Top of Material shown

PR #1006, opened 2016-04-14
Refactor ecma value to store pointers directly in ecma values rather than compressing them.

zherczeg:
Ecma value is 32 bit long, and only 3 bits are used for type and flags. The rest is enough for encoding 8 byte aligned pointers without compressing them.

### DIFF
--- a/jerry-core/ecma/base/ecma-globals.h
+++ b/jerry-core/ecma/base/ecma-globals.h
@@ -58,7 +58,8 @@ typedef enum
   ECMA_TYPE_SIMPLE, /**< simple value */
   ECMA_TYPE_NUMBER, /**< 64-bit integer */
   ECMA_TYPE_STRING, /**< pointer to description of a string */
-  ECMA_TYPE_OBJECT /**< pointer to description of an object */
+  ECMA_TYPE_OBJECT, /**< pointer to description of an object */
+  ECMA_TYPE___MAX = ECMA_TYPE_OBJECT /** highest value for ecma types */
 } ecma_type_t;
 
 /**
@@ -85,34 +86,33 @@ typedef enum
 /**
  * Description of an ecma value
  *
- * Bit-field structure: type (2) | error (1) | value (ECMA_POINTER_FIELD_WIDTH)
+ * Bit-field structure: type (2) | error (1) | value (29)
  */
 typedef uint32_t ecma_value_t;
 
-/**
- * Value type (ecma_type_t)
- */
-#define ECMA_VALUE_TYPE_POS (0)
-#define ECMA_VALUE_TYPE_WIDTH (2)
+#if UINTPTR_MAX <= UINT32_MAX
 
 /**
- * Value is error (boolean)
+ * MEM_ALIGNMENT_LOG aligned pointers can be stored directly in ecma_value_t
  */
-#define ECMA_VALUE_ERROR_POS (ECMA_VALUE_TYPE_POS + \
-                              ECMA_VALUE_TYPE_WIDTH)
-#define ECMA_VALUE_ERROR_WIDTH (1)
+#define ECMA_VALUE_CAN_STORE_UINTPTR_VALUE_DIRECTLY
+
+#endif /* UINTPTR_MAX <= UINT32_MAX */
 
 /**
- * Simple value (ecma_simple_value_t) or compressed pointer to value (depending on value_type)
+ * Mask for ecma types in ecma_type_t
  */
-#define ECMA_VALUE_VALUE_POS (ECMA_VALUE_ERROR_POS + \
-                              ECMA_VALUE_ERROR_WIDTH)
-#define ECMA_VALUE_VALUE_WIDTH (ECMA_POINTER_FIELD_WIDTH)
+#define ECMA_VALUE_TYPE_MASK 0x3u
 
 /**
- * Size of ecma value description, in bits
+ * Error flag in ecma_type_t
  */
-#define ECMA_VALUE_SIZE (ECMA_VALUE_VALUE_POS + ECMA_VALUE_VALUE_WIDTH)
+#define ECMA_VALUE_ERROR_FLAG 0x4u
+
+/**
+ * Shift for value part in ecma_type_t
+ */
+#define ECMA_VALUE_SHIFT 3
 
 /**
  * Internal properties' identifiers.
--- a/jerry-core/ecma/base/ecma-helpers-value.c
+++ b/jerry-core/ecma/base/ecma-helpers-value.c
@@ -22,9 +22,6 @@
 #include "jrt-bit-fields.h"
 #include "vm-defines.h"
 
-JERRY_STATIC_ASSERT (sizeof (ecma_value_t) * JERRY_BITSINBYTE >= ECMA_VALUE_SIZE,
-                     bits_in_ecma_value_t_must_be_greater_than_or_equal_to_ECMA_VALUE_SIZE);
-
 /** \addtogroup ecma ECMA
  * @{
  *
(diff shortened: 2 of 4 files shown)


zherczeg:
```
                     3d-cube.js |   2.408s ->   2.148s : +10.797%  (+-0.919%) : [+]
         access-binary-trees.js |   1.226s ->   1.130s :  +7.830%  (+-0.848%) : [+]
             access-fannkuch.js |   6.980s ->   6.280s : +10.029%  (+-1.087%) : [+]
                access-nbody.js |   2.628s ->   2.334s : +11.187%  (+-1.035%) : [+]
    bitops-3bit-bits-in-byte.js |   1.564s ->   1.370s : +12.404%  (+-0.632%) : [+]
         bitops-bits-in-byte.js |   2.314s ->   1.984s : +14.261%  (+-0.642%) : [+]
          bitops-bitwise-and.js |   3.136s ->   2.890s :  +7.844%  (+-0.541%) : [+]
          bitops-nsieve-bits.js |  13.238s ->  12.804s :  +3.278%  (+-1.217%) : [+]
       controlflow-recursive.js |   0.920s ->   0.780s : +15.217%  (+-0.000%) : [+]
                  crypto-aes.js |   3.088s ->   2.872s :  +6.995%  (+-0.742%) : [+]
                  crypto-md5.js |   2.602s ->   2.472s :  +4.996%  (+-1.309%) : [+]
                 crypto-sha1.js |   1.750s ->   1.614s :  +7.771%  (+-1.002%) : [+]
           date-format-tofte.js |   1.936s ->   1.812s :  +6.405%  (+-1.259%) : [+]
           date-format-xparb.js |   0.780s ->   0.710s :  +8.974%  (+-0.000%) : [+]
                 math-cordic.js |   2.710s ->   2.402s : +11.365%  (+-1.071%) : [+]
           math-partial-sums.js |   1.472s ->   1.314s : +10.734%  (+-0.948%) : [+]
          math-spectral-norm.js |   1.380s ->   1.170s : +15.217%  (+-0.000%) : [+]
               string-base64.js |   4.894s ->   4.714s :  +3.678%  (+-0.522%) : [+]
                string-fasta.js |   2.878s ->   2.668s :  +7.297%  (+-1.300%) : [+]
                Geometric mean: |                   Speed up: 9.344% (+-0.223%) : [+]

Binaries:
jerry_a09c473_rel_refactor_obj_prop: 183,748
jerry_41eb163_rel_pointer_encoding: 173,732
```

Overall: 10% speedup and 10K binary reduction.

jerry-core/ecma/base/ecma-globals.h
```diff
@@ -58,7 +58,8 @@ typedef enum
   ECMA_TYPE_SIMPLE, /**< simple value */
   ECMA_TYPE_NUMBER, /**< 64-bit integer */
   ECMA_TYPE_STRING, /**< pointer to description of a string */
-  ECMA_TYPE_OBJECT /**< pointer to description of an object */
+  ECMA_TYPE_OBJECT, /**< pointer to description of an object */
+  ECMA_TYPE___MAX = ECMA_TYPE_OBJECT /** highest value for ecma types */
```
LaszloLango: AFAIK, the common suffix is `__COUNT` instead of `__MAX`.

jerry-core/ecma/base/ecma-helpers-value.c
```diff
@@ -33,60 +30,87 @@ JERRY_STATIC_ASSERT (sizeof (ecma_value_t) * JERRY_BITSINBYTE >= ECMA_VALUE_SIZE
...
+    return (void *) (uintptr_t) ((value) & ~ECMA_VALUE_FULL_MASK);
+  }
+  else
+  {
+    return ECMA_GET_NON_NULL_POINTER (ecma_number_t,
+                                      value >> ECMA_VALUE_SHIFT);
+  }
+} /* ecma_get_pointer_from_ecma_value */
+
+#define ECMA_SIMPLE_VALUE_TO_VALUE(simple_value) \
```
LaszloLango: Missing comment

jerry-core/ecma/base/ecma-helpers-value.c
```diff
@@ -33,60 +30,87 @@ JERRY_STATIC_ASSERT (sizeof (ecma_value_t) * JERRY_BITSINBYTE >= ECMA_VALUE_SIZE
...
- * @return ecma value with updated field
+ * @return true - if the value is equal to the given simple value,
+ *         false - otherwise.
  */
-static ecma_value_t __attr_pure___
-ecma_set_value_value_field (ecma_value_t value, /**< ecma value to set field in */
-                            uintptr_t value_field) /**< new field value */
+static inline bool __attr_pure___ __attr_always_inline___
+ecma_is_value_equal_to_simple_value (ecma_value_t value, /**< ecma value */
+                                     ecma_simple_value_t simple_value) /**< simple value */
```
LaszloLango: The name is misleading. This is type of simple_value, so I suggest "value_type" or "simple_value_type"

jerry-core/ecma/base/ecma-globals.h
zherczeg: I introduced this form some time ago and use it nowadays. It is useful for switches.

LaszloLango: There is 36 matches for `__COUNT` and 6 matches for `__MAX` in the current source base. I'd prefer to use only one of them, because they mean the same. But this could be in a followup patch. Leave as is, the code looks good to me. :)

LaszloLango:
LGTM, if @akiss77 has no objection, you can land.

jerry-core/ecma/base/ecma-globals.h
akiss77: Just a clarification comment: `__MAX` is the highest possible value, `__COUNT` is the number of possible values. If an enum is numbered from 0, as usual, then `__COUNT == __MAX + 1`. However, if enum labels have "arbitrarily" set values, then either `__MAX` or `__COUNT` may make no sense to use.

jerry-core/ecma/base/ecma-helpers-value.c
```diff
@@ -33,60 +30,90 @@ JERRY_STATIC_ASSERT (sizeof (ecma_value_t) * JERRY_BITSINBYTE >= ECMA_VALUE_SIZE
...
-static uintptr_t __attr_pure___
-ecma_get_value_value_field (ecma_value_t value) /**< ecma value */
+static inline ecma_value_t __attr_pure___ __attr_always_inline___
+ecma_pointer_to_ecma_value (const void *ptr) /**< pointer */
 {
-  return (uintptr_t) JRT_EXTRACT_BIT_FIELD (ecma_value_t, value,
-                                            ECMA_VALUE_VALUE_POS,
-                                            ECMA_VALUE_VALUE_WIDTH);
-} /* ecma_get_value_value_field */
+  if (sizeof (void *) <= sizeof (ecma_value_t))
```
akiss77: This should rather be a compile-time decision. We've had similar before: #976 .
```
#if UINTPTR_MAX <= UINT32_MAX
```
That would be the equivalent, if I'm right. (A comment might be added pointing out that `ecma_value_t` is a typedef to `uint32_t`.)

jerry-core/ecma/base/ecma-helpers-value.c
```diff
@@ -33,60 +30,90 @@ JERRY_STATIC_ASSERT (sizeof (ecma_value_t) * JERRY_BITSINBYTE >= ECMA_VALUE_SIZE
...
+    uintptr_t uint_ptr = (uintptr_t) ptr;
+    JERRY_ASSERT ((uint_ptr & ECMA_VALUE_FULL_MASK) == 0);
+    return (ecma_value_t) uint_ptr;
+  }
+  else
+  {
+    mem_cpointer_t ptr_cp;
+    ECMA_SET_NON_NULL_POINTER (ptr_cp, ptr);
+
+    return ((ecma_value_t) ptr_cp) << ECMA_VALUE_SHIFT;
```
akiss77: We do use the true branch if a regular pointer fits into an `ecma_value_t`. But do we check whether a compressed pointer fits into the 29 bits we have for value (is there a static assert for that)?

jerry-core/ecma/base/ecma-helpers-value.c
```diff
@@ -33,60 +30,90 @@ JERRY_STATIC_ASSERT (sizeof (ecma_value_t) * JERRY_BITSINBYTE >= ECMA_VALUE_SIZE
...
-                           ecma_type_t type_field) /**< new field value */
+static inline void * __attr_pure___ __attr_always_inline___
+ecma_get_pointer_from_ecma_value (ecma_value_t value) /**< value */
 {
-  return JRT_SET_BIT_FIELD_VALUE (ecma_value_t, value,
-                                  type_field,
-                                  ECMA_VALUE_TYPE_POS,
-                                  ECMA_VALUE_TYPE_WIDTH);
-} /* ecma_set_value_type_field */
+  if (sizeof (void *) <= sizeof (ecma_value_t))
```
akiss77: This is also a runtime decision that could be a compile-time one.

jerry-core/ecma/base/ecma-helpers-value.c
```diff
@@ -136,9 +160,8 @@ ecma_is_value_null (ecma_value_t value) /**< ecma value */
 inline bool __attr_pure___ __attr_always_inline___
 ecma_is_value_boolean (ecma_value_t value) /**< ecma value */
 {
-  return (ecma_get_value_type_field (value) == ECMA_TYPE_SIMPLE
-          && (ecma_get_value_value_field (value) == ECMA_SIMPLE_VALUE_TRUE
-              || ecma_get_value_value_field (value) == ECMA_SIMPLE_VALUE_FALSE));
+  return (ecma_is_value_equal_to_simple_value (value, ECMA_SIMPLE_VALUE_TRUE)
+          || ecma_is_value_equal_to_simple_value (value, ECMA_SIMPLE_VALUE_FALSE));
```
akiss77: If you'd stay with the now-proposed logic, this could simply be `ecma_is_value_true (value) || ecma_is_value_false (value)`. The original version made use of the fact the checking the "simple" property was done only once. If you'd like to do some similar optimization with the current approach, then it would be somethin like:
```c
const ecma_value_t v = value | ECMA_VALUE_ERROR_FLAG;
return  (v == (ECMA_SIMPLE_VALUE_TO_VALUE (ECMA_SIMPLE_VALUE_TRUE) | ECMA_VALUE_ERROR_FLAG))
  || (v == (ECMA_SIMPLE_VALUE_TO_VALUE (ECMA_SIMPLE_VALUE_FALSE) | ECMA_VALUE_ERROR_FLAG));
```
As this looks overly complicated and we expect the compiler to inline and optimize all these tiny functions away, I'd suggest the first approach.

jerry-core/ecma/base/ecma-helpers-value.c
zherczeg: This IS a compile time decision. I don't understand this.

jerry-core/ecma/base/ecma-helpers-value.c
zherczeg: There are some plans for a follow-up work here. But I try to simplify this a bit.

jerry-core/jerry.c
```diff
@@ -1766,7 +1766,7 @@ jerry_run (jerry_api_value_t *error_value_p) /**< [out] error value */
   ecma_value_t error_value;
   jerry_completion_code_t ret_code = vm_run_global (&error_value);
 
-  error_value &= ~(1u << ECMA_VALUE_ERROR_POS);
+  error_value &= ~ECMA_VALUE_ERROR_FLAG;
```
akiss77: Do we need to clear this flag at all? `ecma_free_value` does not seem to care about it at all.

jerry-core/jerry.c
```diff
@@ -2385,7 +2385,7 @@ jerry_exec_snapshot (const void *snapshot_p, /**< snapshot */
     if (ret_code == JERRY_COMPLETION_CODE_UNHANDLED_EXCEPTION)
     {
       JERRY_ASSERT (ecma_is_value_error (error_value));
-      error_value = error_value & ~(1u << ECMA_VALUE_ERROR_POS);
+      error_value = error_value & ~ECMA_VALUE_ERROR_FLAG;
```
akiss77: ditto

jerry-core/ecma/base/ecma-helpers-value.c
zherczeg: I'll add it.

jerry-core/jerry.c
zherczeg: Well, it is in the original code. I think we can remove this in a follow-up patch if unnecessary. It would be better for tracking issues.

zherczeg:
Patch updated.

jerry-core/ecma/base/ecma-helpers-value.c
akiss77: There is a slight difference between `if (0)` and `#if 0`. You wrote the former, I prefer the latter.

`if (0)` *can* be optiized away (and usually is, I admit) but still has to be valid code (e.g., it must reference existing structure fields, which may not be there because of preproc guards used elsewhere -- not applicable to this case), while `#if 0` certainly *is* dead code that the complier does not even see. That's why the latter is used normally.

Even in the current code base, we (almost) never decide on type sizes with C code, but (almost) always with preprocessor conditionals. I've worked my way through 250+ occurrences of `sizeof` in jerry-core, and the only exception I've found is `ecma-helpers-external-pointers.c`, which uses `if (sizeof (x) < sizeof (y))` style. Which it shouldn't either, IMO.

zherczeg: And we don't need special comments. Compilers are clever enough to evaluate constants inside ifs/loops. E.g. while(true) is optimized with unconditional branches, and not load true into a register, and branch if that register is true. Or do {} while(false) is eliminated.

jerry-core/ecma/base/ecma-helpers-value.c
akiss77: You can just go with `return ecma_is_value_true (value) || ecma_is_value_false (value);` as suggested as the first alternative.

jerry-core/ecma/base/ecma-helpers-value.c
zherczeg: Here the code is valid in both cases. I worry that we might change the type of ecma_value_t and forget about this.

jerry-core/jerry.c
akiss77: OK with me. Just don't let it be forgotten.

jerry-core/ecma/base/ecma-helpers-value.c
akiss77: Well, then the ultimate proper approach would be (IMHO) to add `#define ECMA_VALUE_MAX UINT32_MAX` after the typedef of `ecma_value_t` (i.e., follow the libc style as it declares limits for its types) and then use `#if UINTPTR_MAX <= ECMA_VALUE_MAX` here.

If you are strongly against that, then the `if` should check the right `sizeof`s at least. The real question is whether an `uintptr_t` fits into an `ecma_value_t`. Yes, it takes a really strange architecture to make it differ from the size of `void *` but if we can do it properly and in a future proof way, why shouldn't we.

zherczeg: My problem with ECMA_VALUE_MAX is that it suggests that ecma value is a number. In reality it is a bit structure stored in a word sized value. I would like to store small integer values in ecma_value_t in the future, and would like to reserve MAX and MIN stuff for that purpose.

akiss77: Then go for the second alternative for now.

zherczeg: What about the following define

    #define ECMA_VALUE_CAN_HOLD_POINTERS

This define could be used for other purposes, like encoding internal pointer properties. They also don't need compresiion on 32 bit systems.

akiss77: Could you add a commit on top of the current one to show how it would like?

zherczeg: Added

akiss77:
Much nicer to my eyes.
LGTM FWIW

PR #1008, opened 2016-04-14
Merge darwin and linux jerry-libc targets into a single posix target

akiss77:
The two target implementations are very close clones of each other.
The only known differences are the following:

* The asm component of the linux target has .type and .size
  declarations for the functions defined therein, while the darwin
  target doesn't support those.

* Linux uses `__NR_xxx` mnemonics for syscall numbers, while darwin
  uses `SYS_xxx` format. A

* Darwin does not have `exit_group` syscall but `exit` only.

* The linux target has a commented out `jrt_set_mem_limits` fuction
  declaration at the end of the C source. (Based in its name, this
  function does not really belong here.)

Simple preprocessor macros can unify the first three differences.
While for the sake of legacy, we can keep the fourth commented-out
code in the code base; it might turn out to be useful elsewhere in
the future. Since it remains commented out it wont cause any
problems on any OSs.

So, this patch gets rid of a lot of duplication.


zherczeg:
LGTM. I trust that you tested it on mac.

akiss77:
@zherczeg, Me not but the CI did. I took care not to introduce regressions on that platform. (However, did not fix any either, so the darwin jobs are still red.)

jerry-libc/CMakeLists.txt
```diff
@@ -77,10 +77,10 @@ set(COMPILE_FLAGS_LIBC "${COMPILE_FLAGS_JERRY} ${C_FLAGS_JERRY}")
 
  # Platform-specific
   # Linux
-   file(GLOB SOURCE_LIBC_LINUX target/linux/*.c target/linux/*.S)
+   file(GLOB SOURCE_LIBC_LINUX target/posix/*.c target/posix/*.S)
 
   # Darwin
-   file(GLOB SOURCE_LIBC_DARWIN target/darwin/*.c target/darwin/*.S)
+   file(GLOB SOURCE_LIBC_DARWIN target/posix/*.c target/posix/*.S)
```
LaszloLango: Can't we use simply `SOURCE_LIBC_POSIX` insted of `SOURCE_LIBC_DARWIN` and `SOURCE_LIBC_DARWIN`?

jerry-libc/target/posix/jerry-libc-target.c
```diff
@@ -25,11 +25,24 @@
...
+#include <sys/syscall.h>
 #include <sys/types.h>
 #include <sys/stat.h>
 #include <sys/time.h>
 
+#if defined (__linux__)
+#define SYSCALL_NO(NAME) __NR_ ## NAME
+#endif /* defined(__linux__) */
+
+#if defined (__APPLE__) && defined (__MACH__)
```
LaszloLango: elseif

jerry-libc/target/posix/jerry-libc-target.c
```diff
@@ -25,11 +25,24 @@
...
+#define SYS_exit_group SYS_exit
+#define SYSCALL_NO(NAME) SYS_ ## NAME
+#endif /* defined(__APPLE__) && defined(__MACH__) */
+
+#ifndef SYSCALL_NO
```
LaszloLango: else

jerry-libc/CMakeLists.txt
akiss77: We have later an indirection:
```
add_library(${TARGET_NAME}.lib STATIC ${SOURCE_LIBC} ${SOURCE_LIBC_${PLATFORM_EXT}})
```

And we don`t have a posix platform but linux and darwin only.

LaszloLango: `add_library(${TARGET_NAME}.lib STATIC ${SOURCE_LIBC} ${SOURCE_LIBC_POSIX})` isn't enough?

akiss77: No, because we have non-posix targets as well, MCU_STM32F3 and MCU_STM32F4. They have their corresponding `SOURCE_LIBC_MCU_STM32F3` and `SOURCE_LIBC_MCU_STM32F4` variables and use the implementation in `target/mcu-stubs`. (See the next 5-6 lines.)

akiss77:
Updated

jerry-libc/CMakeLists.txt
LaszloLango: OK, thanks for checking.

LaszloLango:
LGTM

Bottom of Material shown

Exercise details ▸ Only the lines above that include the word "them" belong in the answer; copy each one.

Result for this task ▸
Refactor ecma value to store pointers directly in ecma values rather than compressing them.
Ecma value is 32 bit long, and only 3 bits are used for type and flags. The rest is enough for encoding 8 byte aligned pointers without compressing them.
LaszloLango: There is 36 matches for `__COUNT` and 6 matches for `__MAX` in the current source base. I'd prefer to use only one of them, because they mean the same. But this could be in a followup patch. Leave as is, the code looks good to me. :)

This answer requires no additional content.